Industry data shows that processors of fresh milk can expect gross margins of between 15 per cent and 20 per cent.

Major dairy firms like Brookside and New Kenya Co-operative Creameries (KCC) make a net profit of at least Sh13 from every litre of milk they buy from farmers at Sh38.

Wholesale prices stand at an average of Sh88 per litre, taking retail prices to Sh96 per litre after the retailers have added their trading margins.

Farm gate prices of milk have risen recently to about Sh40 per litre in the wake of persistent dry weather in producer areas such as Nyandarua.

“The market has reacted, within the realms of the supply and demand curve, causing an upshot in retail prices,” John Gethi, the general manager at Brookside, said in a statement.

This means dairy firms make the most money during rainy seasons when the processors operate higher margins after forcing farmers to cut prices significantly.

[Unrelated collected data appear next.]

PR #340, opened 2024-10-23
feat(crons): Add `mark_unknown` clock task

evanpurkhiser:
This task will be triggered when we detect an anomaly in check-in
volume during a clock tick. When this happens we are unable to know that
all check-ins before that tick have been received and will need to mark
all in-progress monitors as resulting in a 'unknown' state.

Part of https://github.com/getsentry/sentry/issues/79328

### DIFF
--- a/examples/monitors-clock-tasks/1/mark_unknown.json
+++ b/examples/monitors-clock-tasks/1/mark_unknown.json
@@ -1,0 +1,6 @@
+{
+  "type": "mark_unknown",
+  "ts": 1714072962,
+  "monitor_environment_id": 1,
+  "checkin_id": 1
+}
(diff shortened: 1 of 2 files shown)


examples/monitors-clock-tasks/1/mark_unknown.json
```diff
@@ -0,0 +1,6 @@
+{
+  "type": "mark_unknown",
+  "ts": 1714072962,
+  "monitor_environment_id": 1,
+  "checkin_id": 1
+}
```
wedamija, line 6: I thought that when we detected an outage, we'd just set a variable somewhere so that when we go to mark a miss, we mark an unknown instead?

evanpurkhiser: Yeah we will. This is for marking all in progress as unknown status

wedamija (approved):

PR #343, opened 2024-10-28
feat: Add taskworker schema

markstory:
The changes in getsentry/sentry#79742 are blocked because the `task-worker` topic does not have schema metadata.

While I would like this topic to contain protobuf messages, we lack tooling for that here at this time. As a temporary solution, I've added JSON schema for the task-worker topic, and will work on adding protobuf support separately.

### DIFF
--- a/CODEOWNERS
+++ b/CODEOWNERS
@@ -74,6 +74,8 @@
 /topics/uptime-results.yaml                                    @getsentry/crons
 /topics/uptime-configs.yaml                                    @getsentry/crons
 
+/topics/task-worker.yaml                                       @getsentry/hybrid-cloud
+
 # Schemas
 /schemas/profile-metadata.v1.schema.json                       @getsentry/profiling
 /schemas/profile-functions.v1.schema.json                      @getsentry/profiling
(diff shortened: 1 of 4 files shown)


CODEOWNERS
```diff
@@ -105,6 +109,7 @@
 /examples/monitors-clock-tasks/                                @getsentry/crons
 /examples/uptime-results/                                      @getsentry/crons
 /examples/uptime-configs/                                      @getsentry/crons
+/examples/taskworker/                                          @getsentry/hybrid-cloud
```
markstory, line 112: This team isn't the final assignment. I need to get another team setup still.

topics/task-worker.yaml
```diff
@@ -0,0 +1,25 @@
...
+  producers:
+    - getsentry/sentry
+  consumers:
+    - getsentry/sentry
+schemas:
+  - version: 1
+    compatibility_mode: none
+    # TODO(mark) protobuf support
+    type: json
+    resource: taskworker.v1.schema.json
```
markstory, line 14: Ideally this would be `type: protobuf` and we would have a way to link to the protobuf IDL/types.

CODEOWNERS
markstory: Making a new team in getsentry/security-as-code#1061

enochtangg (approved):

PR #344, opened 2024-10-29
feat(protobuf) Add support for protobuf message topics

markstory:
For taskworkers (and likely other topics) in the future, we would like to put protobuf serialized messages into the topic instead of json/msgpack. Using protobufs will let us have one message schema for both kafka, rpc and application logic.

In order to get access to the protobuf generated code, I've needed to expand the dependencies of this library. I thought this was the simplest to build and maintain solution.


topics/task-worker.yaml
```diff
@@ -8,10 +8,9 @@ services:
     - getsentry/sentry
 schemas:
   - version: 1
-    compatibility_mode: none
-    # TODO(mark) protobuf support
-    type: json
-    resource: taskworker.v1.schema.json
+    compatibility_mode: backward
```
volokluev, line 11: how does this compatibility mode actually affect functionality?

markstory: I had interpreted this as indicating that the messages in the topic were backwards compatible. However, we have no topics with this mode right now, which makes me think it may not be complete.

evanh (approved):
This looks good to me.

The one question I had is whether we still want to maintain a separate `sentry-protos` repo now that this repo supports protobuf. We could consolidate the two.

PR #346, opened 2024-11-04
chore(eap-spans): Add a field to suggest consumers to ingest spans in EAP

phacops:


phacops:
Made the field a Kafka header instead.

PR #354, opened 2024-12-10
chore: New topic test-kraft

untitaker:


untitaker:
decided to only add a physical topic, since this won't be used by any service

PR #356, opened 2024-12-17
feat(uptime): Add changes to support execution windows

wedamija:
As part of the multi region project we want to support execution windows, so that different regions can be responsible for different segments of the overall interval for the uptime monitor.

Implements https://github.com/getsentry/uptime-checker/issues/184

### DIFF
--- a/schemas/uptime-configs.v1.schema.json
+++ b/schemas/uptime-configs.v1.schema.json
@@ -5,9 +5,9 @@
   "definitions": {
     "CheckInterval": {
       "title": "check_interval",
-      "description": "The interval between each check run in seconds.",
+      "description": "The interval between each check run in seconds. In the uptime monitors themselves we support intervals of 60, 300, 1200, 1800 and 3600. Other values in the list are for support of multi region. We'll need to support larger values than an hour at some point, but that requires changes to the scheduler in uptime-checker",
       "type": "number",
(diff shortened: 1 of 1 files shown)


schemas/uptime-configs.v1.schema.json
```diff
@@ -5,9 +5,9 @@
   "definitions": {
     "CheckInterval": {
       "title": "check_interval",
-      "description": "The interval between each check run in seconds.",
+      "description": "The interval between each check run in seconds. In the uptime monitors themselves we support intervals of 60, 300, 1200, 1800 and 3600. Other values in the list are for support of multi region. We'll need to support larger values than an hour at some point, but that requires changes to the scheduler in uptime-checker",
       "type": "number",
-      "enum": [60, 300, 600, 1200, 1800, 3600]
+      "enum": [60, 120, 180, 300, 600, 900, 1200, 1800, 2400, 3600]
```
wedamija, line 10: This is a temporary hack for now. uptime-checker schedules checks regularly within the hour, and so we can only support execution windows that happen at a regular place.

We probably need to update the scheduler to instead choose an epoch, then based on the different between the epoch and the current tick calculate what needs to run next. We might need to switch to a priority queue to make this simpler.

@evanpurkhiser I vaguely remember there being some reason the priority queue was worse than what we implemented, do you remember why?

PR #359, opened 2024-12-20
feat(uptime): new snuba-uptime-results topic

JoshFerge:
creates a new kafka topic `snuba-uptime-results` which will be used for sending uptime results to snuba.

needed for https://github.com/getsentry/team-uptime/issues/23


schemas/snuba-uptime-results.v1.schema.json
```diff
@@ -0,0 +1,145 @@
+{
+  "$schema": "http://json-schema.org/draft-07/schema#",
+  "title": "snuba_uptime_result",
+  "definitions": {
```
JoshFerge, line 4: these are copied from https://github.com/getsentry/sentry-kafka-schemas/blob/6702856230dfaf3b15210cf2894cbb5106950ca3/schemas/uptime-results.v1.schema.json#L5

i tried to link directly to them, but it doesn't seem like our framework supports that.

topics/snuba-uptime-results.yaml
```diff
@@ -0,0 +1,18 @@
...
+services:
+  producers:
+    - getsentry/sentry
+  consumers:
+    - getsentry/snuba
+schemas:
+  - version: 1
+    compatibility_mode: backward
+    type: json
+    resource: snuba-uptime-results.v1.schema.json
```
wedamija, line 12: I think the schemas are identical, so can we just point to `uptime-results.yaml` here and avoid the duplication?

JoshFerge: they aren't identical, as the new schema contains organization_id, project_id, retention_days, and region_slug which the old one does not contain.

we could alternatively update the old schema to contain these values i suppose.

CODEOWNERS
```diff
@@ -88,6 +89,7 @@
 /schemas/monitors-clock-tick.v1.schema.json                    @getsentry/crons
 /schemas/monitors-clock-tasks.v1.schema.json                   @getsentry/crons
 /schemas/uptime-results.v1.schema.json                         @getsentry/crons
+/schemas/uptime-results.v1.schema.json                         @getsentry/crons
```
evanpurkhiser, line 92: Duplicate?

schemas/snuba-uptime-results.v1.schema.json
evanpurkhiser: @lynnagara do you know if it's possible to cross reference schemas somehow in this repo?

Would be nice to not need to duplicate these

topics/snuba-uptime-results.yaml
evanpurkhiser: 👎 to having the other schema include these values. They won't be used since the uptime checker isn't aware of org / project_id (and can't be since the requests are de-duplicated right now)

schemas/snuba-uptime-results.v1.schema.json
untitaker: @wedamija is dealing with this in #360

evanpurkhiser: Oh cool, I totally mised it. Thanks!

wedamija:
I handled avoiding the duplication here, after some changes to our schema library: https://github.com/getsentry/sentry-kafka-schemas/pull/361

PR #360, opened 2024-12-21
feat: Allow schemas to reference other schemas

wedamija:
This allows us to reference external schemas to avoid duplication. They can be referenced like
```
"$ref": "file://uptime-results.v1.schema.json#/definitions/CheckResult"
```

The handler assumes all schemas will be located in out `schemas` directory.

Usage example here: https://github.com/getsentry/sentry-kafka-schemas/pull/361

### DIFF
--- a/Cargo.toml
+++ b/Cargo.toml
@@ -47,6 +47,7 @@ prettyplease = { version = "0.2.4", optional = true }
 schemars = { version = "0.8.0", optional = true }
 syn = { version = "2.0.11", optional = true }
 typify = { version = "0.0.16", optional = true }
+url = "2.5.4"
 
 [build-dependencies]
 prettyplease = { version = "0.2.4", optional = true }
--- a/python/generate_python_types.py
+++ b/python/generate_python_types.py
@@ -115,7 +115,7 @@ class FileRefResolver(RefResolver):
         for part in parts:
             if not isinstance(current, dict) or part not in current:
                 raise UnRedolvedException(f"Reference not found: {ref_path}")
-            current = current[part]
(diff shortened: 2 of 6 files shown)


wedamija:
I think that we likely need to do something to support this in rust as well - the tests seem less comprehensive there, so although they passed I doubt this works. Any thoughts on this @untitaker?

untitaker (commented):
how does `get_schema` behave? I think it will have to resolve all file refs and return a self-contained schema. it is used in consumers to validate.

wedamija:
> (for both rust/python) how does `get_schema` behave? I think it will have to resolve all file refs and return a self-contained schema. it is used in consumers to validate.

Python works after my changes - https://github.com/getsentry/sentry-kafka-schemas/pull/361 has an example. I manually tested dropping fields from the examples and it validates successfully. I'll try get a test going in rust

untitaker:
@wedamija my bad, yeah i think if we can get some tests in rust that load all schemas like we have in python we'd be golden.

wedamija:
> @wedamija my bad, yeah i think if we can get some tests in rust that load all schemas like we have in python we'd be golden.

Ok, this is tested via the schema in https://github.com/getsentry/sentry-kafka-schemas/pull/361. I can collapse these prs together if you prefer

wedamija:
> > @wedamija my bad, yeah i think if we can get some tests in rust that load all schemas like we have in python we'd be golden.
> 
> Ok, this is tested via the schema in #361. I can collapse these prs together if you prefer

Hmm, looks like I missed something in the schema generation...

untitaker (approved):

PR #364, opened 2025-01-02
Add feature flag context

cmanallen:
Ref: https://github.com/getsentry/team-replay/issues/520

### DIFF
--- a/schemas/events.v1.schema.json
+++ b/schemas/events.v1.schema.json
@@ -268,6 +268,16 @@
     "Contexts": {
       "type": "object",
       "properties": {
+        "flags": {
+          "anyOf": [
+            {
+              "$ref": "#/definitions/FeatureContext"
+            },
+            {
+              "type": "null"
+            }
+          ]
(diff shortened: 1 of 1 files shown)


cmanallen:
@untitaker Is this repo still relevant?

untitaker (approved):

untitaker:
yep. sorry for the slow review here. you can add the replays team as codeowner so you can unblock yourself (most other datasets have that)

cmanallen:
@untitaker This is on the errors schema but point received 👍.  Is the backwards compatibility error an issue for the events schema?  Not sure how to fix it.

untitaker:
@cmanallen yeah i think adding replays as codeowners to the errors schema is fine, doesn't imply exclusive ownership here

i think the backwards compat issue is OK for as long as relay will add restrictions to guarantee that the context conforms to this format

cmanallen:
@untitaker Yep.  Relay will mandate this format.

Nixon Sigei, the chief executive of New KCC, said higher volumes result in bigger margins as economies of scale apply.

“Kenya is a volume-driven market and bigger players take the larger margins,” Mr Sigei said, adding that while fresh milk is the most popular dairy product, others like fermented milk and yoghurt trade with the highest margins of up to 30 per cent.

Consumption of processed milk rose to a three-year high of 541.1 million litres last year, having peaked at 549 million litres in 2011.

Official statistics show that packaged milk consumption rises and falls in step with the performance of the broader economy, highlighting the fact that rich and middle-income households in urban areas are the major targets of dairy firms.

Intake of processed milk hit a low of 398.5 million litres in 2008 when the combination of post-election violence and the global financial crisis saw a major reduction in spending by companies and households.

The fall in aggregate demand came amidst business disruption, deep uncertainty, and massive job losses that slowed economic growth to a paltry 1.7 per cent.

The 2008 annual growth rate of 1.7 per cent represented a deep plunge from the previous year’s 7.1 per cent that pushed the intake of processed milk to an all-time high of 423 million litres at the time.

The majority of Kenyans, however, still buy raw milk from farmers or middle men who hawk the product at much lower prices.

Increased urbanisation and higher economic growth are expected to grow the ranks of the population with the financial muscle to consume packaged dairy products, an outlook that is attracting new investments to the sector.

Mr Bobby Kamani said Zuri was undertaking feasibility studies with the help of Dutch consultants to guide its entry in the dairy market.

Details of the plan, including capital expenditure, production capacity, and expected date of commissioning the Nyahururu plant, will emerge from the market research.

Nigeria-based Dangote Group is working on similar details ahead of its expected entry into the local dairy business.

Brookside, which produces fresh milk and yoghurt, is set to expand its products and regional presence after the deal with Danone.

The firm, which has built up an estimated 40 per cent market share after a string of acquisitions, is the largest dairy firm with annual sales of Sh15 billion.

While rising incomes are expected to boost demand for dairy products across the board, the entry of more players is expected to increase competition that will see firms leverage pricing and product quality to gain market share.

Other big players in the dairy market are Githunguri Dairy Farmers Co-operative and Sameer Group headed by billionaire investor Naushad Merali — which acquired the Daima milk business from Adarsh Developers.